The nine states that George W. Bush won in 2004 but flipped over to Barack Obama in 2008: Colorado, Florida, Indiana, Iowa, Nevada, New Mexico, North Carolina, Ohio, and Virginia.

In six of the states, he had a higher disapproval rating than approval rating during the first half of the year — Colorado, Indiana, Nevada, New Mexico, Ohio, and Virginia.  In North Carolina, his approval rating is dead even — 46% approve/46% disapprove.  Only in Iowa (49% approve/42% disapprove) and Florida (47% approve/45% disapprove) is his approval rating still a net positive.

Despite Obama’s troubles, Bolger notes that the GOP nominee won’t have an enormous margin for error:

The Republican nominee has to run the table in Florida, Ohio, North Carolina and either Virginia or New Mexico to win.  These data makes a compelling case that the Tar Heel state is joining Ohio and Florida as the must-win battlegrounds that will determine the next President of the United States.
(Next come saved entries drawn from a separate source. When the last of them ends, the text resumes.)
PR #6660, opened 2023-02-13
Allow updating GitHub reusable workflows

### LINKED ISSUE #4327: Dependabot to update reusable github-actions workflow
Hello,

I'd love for dependabot to also update reusable github actions.

I've got a repository with reusable actions created and started adding these to my repositories. I do pin them by semantic-version tag (v1.0.0, v1.1.0) and it would be really great if dependabot apart from custom actions could also update references to reusable actions.

dwc0011:
This PR fixes #4327

It changes how the "uses" key is searched for and found.  Reusable workflows do not have the "steps" key, this fix no longer make the assumption that a "steps" key exists, however it still processes the "steps" key if it does exist.  

The fix also allows for a mix of reusable or standard workflows to exist in the same directory.

New logic to find and update "uses":
Check for "jobs" key and provide that section to the search.
Recursively search for "uses" key.
If it is a hash and has "uses" key, then add the "uses" value to the `found_uses` array.
If it is a hash and has "steps" key, then send the "steps" value recursive search function.
If neither "steps" or "uses" are found, then send each item in the current hash/array into the recursive search function.

Once the entire jobs section has been searched return the `found_uses` and build a dependency set out of them.

Adds the following tests:
empty File
semver Reusable Workflow
standard Reusable Workflow

### DIFF
--- a/github_actions/spec/dependabot/github_actions/file_parser_spec.rb
+++ b/github_actions/spec/dependabot/github_actions/file_parser_spec.rb
@@ -167,6 +167,16 @@ RSpec.describe Dependabot::GithubActions::FileParser do
       end
     end
 
+    describe "with empty" do
+      subject(:dependency) { dependencies.first }
+      let(:workflow_file_fixture_name) { "empty.yml" }
+
+      it "has no dependencies" do
+        expect(dependencies.count).to be(0)
+        expect(dependency).to be_nil
+      end
+    end
+
     context "with a bad Ruby object" do
       let(:workflow_file_fixture_name) { "bad_ruby_object.yml" }
 
--- a/github_actions/spec/dependabot/github_actions/file_parser_spec.rb
+++ b/github_actions/spec/dependabot/github_actions/file_parser_spec.rb
@@ -140,6 +140,33 @@ RSpec.describe Dependabot::GithubActions::FileParser do
       end
     end
 
+    describe "with reusable workflow" do
+      subject(:dependency) { dependencies.first }
+      let(:workflow_file_fixture_name) { "workflow_reusable.yml" }
+
+      let(:expected_requirements) do
+        [{
+          requirement: nil,
+          groups: [],
+          file: ".github/workflows/workflow.yml",
+          source: {
+            type: "git",
+            url: "https://github.com/actions/checkout",
+            ref: "v2.1.0",
+            branch: nil
+          },
+          metadata: { declaration_string: "actions/checkout/.github/workflows/test.yml@v2.1.0" }
+        }]
+      end
+
+      it "has the right details" do
+        expect(dependency).to be_a(Dependabot::Dependency)
+        expect(dependency.name).to eq("actions/checkout")
+        expect(dependency.version).to eq("2.1.0")
+        expect(dependency.requirements).to eq(expected_requirements)
+      end
+    end
+
     context "with a bad Ruby object" do
       let(:workflow_file_fixture_name) { "bad_ruby_object.yml" }
 
@@ -165,6 +192,54 @@ RSpec.describe Dependabot::GithubActions::FileParser do
       it "ignores the Docker url reference" do
         expect(dependencies.count).to be(0)
         expect(dependency).to be_nil
+      end
+    end
+
+    context "with a semver tag pinned to a reusable workflow commit" do
+      let(:workflow_file_fixture_name) { "workflow_semver_reusable.yml" }
+      let(:service_pack_url) do
+        "https://github.com/actions/checkout.git/info/refs" \
+          "?service=git-upload-pack"
+      end
+      before do
+        stub_request(:get, service_pack_url).
+          to_return(
+            status: 200,
+            body: fixture("git", "upload_packs", "checkout"),
+            headers: {
+              "content-type" => "application/x-git-upload-pack-advertisement"
+            }
+          )
+      end
+
+      its(:length) { is_expected.to eq(1) }
+
+      describe "the first dependency" do
+        subject(:dependency) { dependencies.first }
+        let(:expected_requirements) do
+          [{
+            requirement: nil,
+            groups: [],
+            file: ".github/workflows/workflow.yml",
+            source: {
+              type: "git",
+              url: "https://github.com/actions/checkout",
+              ref: "01aecccf739ca6ff86c0539fbc67a7a5007bbc81",
+              branch: nil
+            },
+            metadata: {
+              declaration_string:
+              "actions/checkout/.github/workflows/test.yml@01aecccf739ca6ff86c0539fbc67a7a5007bbc81"
+            }
+          }]
+        end
+
+        it "has the right details" do
+          expect(dependency).to be_a(Dependabot::Dependency)
+          expect(dependency.name).to eq("actions/checkout")
+          expect(dependency.version).to eq("2.1.0")
+          expect(dependency.requirements).to eq(expected_requirements)
+        end
       end
     end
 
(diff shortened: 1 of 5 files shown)


dwc0011:
In addition to the added specs, I also ran against a test repo.
Two files define non-reusable actions (lint and release yml files)
Reusable workflow defined in test.yml
An empty.yml was also created, to ensure that empty files do not cause an exeception

yml files here:
https://github.com/dwc0011/test-old-actions-wf/tree/master/.github/workflows

PRs created:
https://github.com/dwc0011/test-old-actions-wf/pulls

github_actions/spec/dependabot/github_actions/file_parser_spec.rb
```diff
@@ -140,6 +140,43 @@
...
+        expect(dependency.version).to eq("2.1.0")
+        expect(dependency.requirements).to eq(expected_requirements)
+      end
+    end
+
+    describe "with empty" do
+      subject(:dependency) { dependencies.first }
+      let(:workflow_file_fixture_name) { "empty.yml" }
+
+      it "has the no dependencies" do
```
deivid-rodriguez, line 174:
```suggestion
      it "has no dependencies" do
```

deivid-rodriguez (commented):
This looks correct, thanks for adding this feature!

Only comment is that there are a few style changes mixed with the addition to the feature, so while reviewing this and trying to understand the PR, I removed those and simplified it a bit (I think) to try to make the implementation more clear. I'll be pushing some slight modifications tomorrow that's ok with you!

github_actions/spec/dependabot/github_actions/file_parser_spec.rb
dwc0011: No complaints from me, I am not super familiar with specs and am still learning ruby :)

deivid-rodriguez: It's a great PR, well covered by tests and implementation a very requested feature :) Thanks 😍.

I just noticed that the final diff was a bit bigger than it could, due to the different commits refining things and iteratively getting this to work properly. I pushed a slightly cleaner version that I made while reviewing!

deivid-rodriguez (approved):

dwc0011:
Thanks @deivid-rodriguez for the style changes and the approval.

Any thoughts on when this will be merged and released?

deivid-rodriguez:
I'll try to merge and deploy this soon™️.

deivid-rodriguez:
I do have one question. In the linked issue I referenced this piece of code:

https://github.com/dependabot/dependabot-core/blob/3846a60c18074d6b52f6d05c33a554e6a1b6ff31/github_actions/lib/dependabot/github_actions/file_fetcher.rb#L69-L72

My understanding now is that implementing this would be a separate feature that would allow dependabot to also update actions' dependencies of reusable workflows that live in the same repository being updated but in non-standard locations. Is this correct?

lorengordon:
> My understanding now is that implementing this would be a separate feature that would allow dependabot to also update actions' dependencies of reusable workflows that live in the same repository being updated but in non-standard locations. Is this correct?

Are reusable workflows _allowed_ to live in "non-standard" locations in a repo? All the examples I see in the docs point at paths under `.github/workflows`...

Ref: https://docs.github.com/en/actions/using-workflows/reusing-workflows

deivid-rodriguez:
I have no idea, I assumed since they are pointed to directly by file path, that they could live anywhere. But you're totally right that the docs seem to indicate the opposite. Well, that's great then, less work for us. Should we remove the TODO then?

dwc0011:
> I have no idea, I assumed since they are pointed to directly by file path, that they could live anywhere. But you're totally right that the docs seem to indicate the opposite. Well, that's great then, less work for us. Should we remove the TODO then?

I would think removing it would be appropriate.  The files are correctly being fetched from the ".github/workflows" directory, the only issue is it was looking for the "steps" hash for "uses", where with the new reusable actions the "uses" key can be many places under "jobs" including "steps".

jtgrohn:
> Are reusable workflows allowed to live in "non-standard" locations in a repo? All the examples I see in the docs point at paths under .github/workflows...

Yes. Reusable workflows work from any location.

deivid-rodriguez:
🤣 Ok, I'll remove the latest commit and reticket support that then.

dwc0011:
> > Are reusable workflows allowed to live in "non-standard" locations in a repo? All the examples I see in the docs point at paths under .github/workflows...
> 
> Yes. Reusable workflows work from any location.

https://docs.github.com/en/actions/using-workflows/workflow-syntax-for-github-actions#jobsjob_iduses
Do you have a reference for this? the docs indicate differently, if there is documentation that says otherwise please link.

Calling a reusable workflow
You call a reusable workflow by using the uses keyword. Unlike when you are using actions within a workflow, you call reusable workflows directly within a job, and not from within job steps.

[jobs.<job_id>.uses](https://docs.github.com/en/actions/reference/workflow-syntax-for-github-actions#jobsjob_iduses)

You reference reusable workflow files using one of the following syntaxes:

{owner}/{repo}/.github/workflows/{filename}@{ref} for reusable workflows in public and private repositories.
./.github/workflows/{filename} for reusable workflows in the same repository.

jtgrohn:
> > > Are reusable workflows allowed to live in "non-standard" locations in a repo? All the examples I see in the docs point at paths under .github/workflows...
> > 
> > 
> > Yes. Reusable workflows work from any location.
> 
> https://docs.github.com/en/actions/using-workflows/workflow-syntax-for-github-actions#jobsjob_iduses Do you have a reference for this? the docs indicate differently, if there is documentation that says otherwise please link.
> 
> Calling a reusable workflow You call a reusable workflow by using the uses keyword. Unlike when you are using actions within a workflow, you call reusable workflows directly within a job, and not from within job steps.
> 
> [jobs.<job_id>.uses](https://docs.github.com/en/actions/reference/workflow-syntax-for-github-actions#jobsjob_iduses)
> 
> You reference reusable workflow files using one of the following syntaxes:
> 
> {owner}/{repo}/.github/workflows/{filename}@{ref} for reusable workflows in public and private repositories. ./.github/workflows/{filename} for reusable workflows in the same repository.

Tested it out and turns out I'm wrong. I swear I had done this previously, but I guess not.

image

dwc0011:
> > > > Are reusable workflows allowed to live in "non-standard" locations in a repo? All the examples I see in the docs point at paths under .github/workflows...
> > > 
> > > 
> > > Yes. Reusable workflows work from any location.
> > 
> > 
> > https://docs.github.com/en/actions/using-workflows/workflow-syntax-for-github-actions#jobsjob_iduses Do you have a reference for this? the docs indicate differently, if there is documentation that says otherwise please link.
> > Calling a reusable workflow You call a reusable workflow by using the uses keyword. Unlike when you are using actions within a workflow, you call reusable workflows directly within a job, and not from within job steps.
> > [jobs.<job_id>.uses](https://docs.github.com/en/actions/reference/workflow-syntax-for-github-actions#jobsjob_iduses)
> > You reference reusable workflow files using one of the following syntaxes:
> > {owner}/{repo}/.github/workflows/{filename}@{ref} for reusable workflows in public and private repositories. ./.github/workflows/{filename} for reusable workflows in the same repository.
> 
> Tested it out and turns out I'm wrong. I swear I had done this previously, but I guess not.
> 
> image

Thanks for testing it and letting us know.  @deivid-rodriguez I think we are good and due diligence has been done at this point.

deivid-rodriguez:
Alright, I will move this forward in the following days.

deivid-rodriguez:
Alright, this is now live! Let me know if you find any issues and thanks for the fantastic contribution ❤️.

dwc0011:
> Alright, this is now live! Let me know if you find any issues and thanks for the fantastic contribution ❤️.

Thank you for the quick reviews, refactors and merge!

Not included in the Big Nine is New Hampshire, where Obama’s approval is 41.3 percent and his disapproval is 51.1 percent. That state is only four electoral votes, but I’m sure the GOP nominee would love to have every state he (or she?) can get. Republicans would also argue that Obama’s troubles with working-class whites will give them much better than usual chances in Pennsylvania and Wisconsin.